Tubal hastalık hikayesi olan kadınlarda, fertilite tedavisi ile veya spontan konsepsiyon ile gebelik elde edilse de, dış gebelik riski vardır. Bu hastalarda IVF sonrası, dış gebelik prevalansının genel nüfustaki %1-1.5’a kıyasla, % 2-5 olduğu bildirilmiştir.

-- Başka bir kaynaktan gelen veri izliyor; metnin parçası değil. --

PR #243, opened 2017-10-18
Initial implementation of kinematic World

brianhou:
This is a first attempt at a kinematic version of `dart::simulation::World`. Using a DART `World` as our default environment representation forces users to instantiate a dynamics engine, which is unnecessary overhead for many of our tasks. We'll add more functionality in future PRs.

***

### DIFF
--- a/include/aikido/planner/World.hpp
+++ b/include/aikido/planner/World.hpp
@@ -11,41 +11,48 @@ class World
 {
 public:
   /// Construct a kinematic World.
+  /// \param name Name for the new World
   World(const std::string& name = "");
 
   virtual ~World();
+
+  /// Create a new World inside of a shared_ptr
+  /// \param name Name for the new World
+  static std::shared_ptr<World> create(const std::string& name = "");
 
   /// Create a clone of this World. All Skeletons will be copied over.
   /// \param newName Name for the cloned World
   std::shared_ptr<World> clone(const std::string& newName = "") const;
 
-  /// Create a new World inside of a shared_ptr
-  static std::shared_ptr<World> create(const std::string& name = "");
-
   /// Set the name of this World
+  /// \param newName New name for this World
   std::string setName(const std::string& newName);
 
   /// Get the name of this World
   const std::string& getName() const;
 
   /// Find a Skeleton by index
+  /// \param i Index of desired Skeleton
   dart::dynamics::SkeletonPtr getSkeleton(std::size_t i) const;
 
   /// Find a Skeleton by name
+  /// \param name Name of desired Skeleton
   dart::dynamics::SkeletonPtr getSkeleton(const std::string& name) const;
 
   /// Get the number of Skeletons
   std::size_t getNumSkeletons() const;
 
   /// Add a Skeleton to this World
+  /// \param skeleton Skeleton to add to the World
   std::string addSkeleton(const dart::dynamics::SkeletonPtr& skeleton);
 
   /// Remove a Skeleton from this World
+  /// \param skeleton Skeleton to remove from the World
   void removeSkeleton(const dart::dynamics::SkeletonPtr& skeleton);
 
   // TODO: Add methods for registering callbacks?
 
-  // Get the mutex that protects the state of this World.
+  /// Get the mutex that protects the state of this World.
   std::mutex& getMutex() const;
 
 protected:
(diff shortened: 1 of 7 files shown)


include/aikido/planner/World.hpp
```diff
@@ -0,0 +1,65 @@
...
+class World
+{
+public:
+  /// Construct a kinematic World.
+  World(const std::string& name);
+
+  virtual ~World() = default;
+
+  /// Create a clone of this World. All Skeletons will be copied over.
+  std::shared_ptr<World> clone(const std::string& name) const;
```
jslee02: Nit: Need docstring for the parameter.

Also, I like you used `newName` in the source file for this parameter. It would be good to use the same name here too.

src/planner/World.cpp
```diff
@@ -0,0 +1,134 @@
...
+  // TODO: handle name conflicts
+  // dart::simulation::World uses dart::common::NameManager
+
+  return skeleton->getName();
+}
+
+//==============================================================================
+void World::removeSkeleton(const dart::dynamics::SkeletonPtr& skeleton)
+{
+  std::lock_guard<std::mutex> lock(mMutex);
```
jslee02: Nit: It also looks safe even we lock after the below nullity check because it refers only the parameter.

include/aikido/planner/World.hpp
```diff
@@ -0,0 +1,66 @@
...
+#include <dart/dart.hpp>
+
+namespace aikido {
+namespace planner {
+
+class World
+{
+public:
+  /// Construct a kinematic World.
+  World(const std::string& name);
```
prasbg: If we are creating or cloning worlds inside of an optimizer or something, does it really make sense to need to generate names for all of them?  I think DART has some mechanisms for autogenerating IDs if names are not set, something like that might make sense here if this is just for semantic purposes.

tests/planner/test_World.cpp
```diff
@@ -0,0 +1,93 @@
...
+{
+public:
+  using SkeletonPtr = dart::dynamics::SkeletonPtr;
+
+  WorldTest()
+    : skel1{dart::dynamics::Skeleton::create("skel1")}
+    , skel2{dart::dynamics::Skeleton::create("skel2")}
+    , skel3{dart::dynamics::Skeleton::create("skel3")}
+  {
+    mWorld = std::make_shared<aikido::planner::World>("test");
```
prasbg: Should `World` have a similar `create()` helper to the above one that `Skeleton` has?

psigen:
Oops, posted with wrong account 🤷‍♀️

include/aikido/planner/World.hpp
```diff
@@ -0,0 +1,72 @@
...
+  /// Name of this World
+  std::string mName;
+
+  /// Skeletons in this World
+  std::vector<dart::dynamics::SkeletonPtr> mSkeletons;
+
+  mutable std::mutex mMutex;
+
+  /// NameManager for keeping track of Worlds
+  static dart::common::NameManager<World*> worldNameManager;
```
jslee02: I believe our convention is `mStaticVariable` even for static member variables.

include/aikido/planner/World.hpp
```diff
@@ -0,0 +1,72 @@
...
+
+  /// NameManager for keeping track of Skeletons
+  dart::common::NameManager<dart::dynamics::SkeletonPtr> mSkeletonNameManager;
+};
+
+typedef std::shared_ptr<World> WorldPtr;
```
jslee02: Nit: Let's use C++11 style of type aliasing: `using WorldPtr = std::shared_ptr<World>()`.

include/aikido/planner/World.hpp
```diff
@@ -0,0 +1,72 @@
...
+  World(const std::string& name = "");
+
+  virtual ~World();
+
+  /// Create a clone of this World. All Skeletons will be copied over.
+  /// \param newName Name for the cloned World
+  std::shared_ptr<World> clone(const std::string& newName = "") const;
+
+  /// Create a new World inside of a shared_ptr
+  static std::shared_ptr<World> create(const std::string& name = "");
```
jslee02: In case we provide one creator function, then it should be returning `std::unique_ptr` because we can convert `std::unique_ptr` to `std::shared_ptr` but the opposite is not allowed.

brianhou: Sure. I mostly copied this from DART :sweat_smile:

jslee02: Yeah, DART also needs to be tweaked. :disappointed: There is (or was) ongoing discussion: https://github.com/dartsim/dart/pull/845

Üreme sistemi neoplazileri

İnfertilite tedavisi için çoklu ilaç protokolları uygulanan kadınlarda, gerek iyi huylu gerek kötü huylu olmak üzere yumurtalık ve diğer üreme sistemi neoplazileri bildirilmiştir. İnfertil kadınlarda gonadotropin tedavisinin bu tür tümörlerin bazal riskini artırıp artırmadığı henüz saptanmamıştır.

Konjenital bozukluklar

ART’den sonra konjenital malformasyonların sıklığı, spontan gebeliğe göre biraz daha yüksek olabilir. Bunun parental özelliklerin farklılığına (anne yaşı, sperm özellikleri vs.) ve çoğul gebeliklere bağlı olduğu düşünülmektedir.

Tromboembolik durumlar

Tromboembolik olaylar için kişisel veya aile öyküsü gibi genellikle bilinen risk faktörleri olan kadınlarda, gonadotropin tedavisi bu riski artırabilir. Bu kadınlarda, gonadotropin uygulamasının yarar-zarar ilişkisinin tespiti gerekmektedir. Fakat gebeliğin kendisinin de zaten artmış bir tromboembolik olay riski taşıdığı dikkate alınmalıdır.

Erkeklerde tedavi

Yüksek endojen FSH düzeyleri, primer testis yetersizliğinin işaretidir. Böyle hastalar GONAL-f / hCG tedavisine cevap vermezler.

Araç ve makine kullanımı üzerindeki etkiler

Araç ve makine kullanmaya etkileri üzerine çalışma yapılmamıştır.